Building on the success of Boca Knights, Forman penned a sequel titled Boca Mournings which has Eddie trying to solve a double kidnapping while simultaneously dealing with a rabid anti-Semite, an enlarged prostate, and a condo association battling over an elevator. Boca Mournings was followed by Boca Daze where Eddie agrees to investigate the murder of a homeless man and comes up against pill mills, ghetto gang-bangers and a Ponzi scheme that would make Bernie Madoff blush. Forman has also penned a prequel, Eddie the Kid, a novella that tells about Eddie’s younger days.

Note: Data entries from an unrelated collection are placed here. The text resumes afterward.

PR #14942, opened 2023-06-26
make --name argument optional when scaffolding example

sryza:
## Summary & Motivation

One less decision for new users to make


yuhan (approved):
sure why not!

Forman currently has two new projects in the works.  His next novel, titled Small Giants, will be a departure from his Eddie Perlmutter series. Forman describes it as “a family saga that spans the period from WWI to the mid-80s and involves three families and three decisions that affect three generations.” To satisfy Eddie Perlmutter fans, however, Eddie will make a cameo appearance. Forman has completed a screenplay which he co-wrote with Steve Ginsberg, a professional screenwriter who worked for Cagney and Lacey and Jack Klugman on Quincy. The screenplay is a one-hour pilot made from the best adventures from Forman’s Boca books.  Forman is also a popular speaker at clubs and bookstores, where he donates the proceeds of his book sales to charities.

Forman hopes that his readers will be entertained by his stories but will come away with food for thought. In addition,  he has a message for all the “Usetabees” out there: “It’s never too late for anything. You were wonderful once, and you still have that wonderful in you.  If you can’t be the runner, you can still go to the track meet.”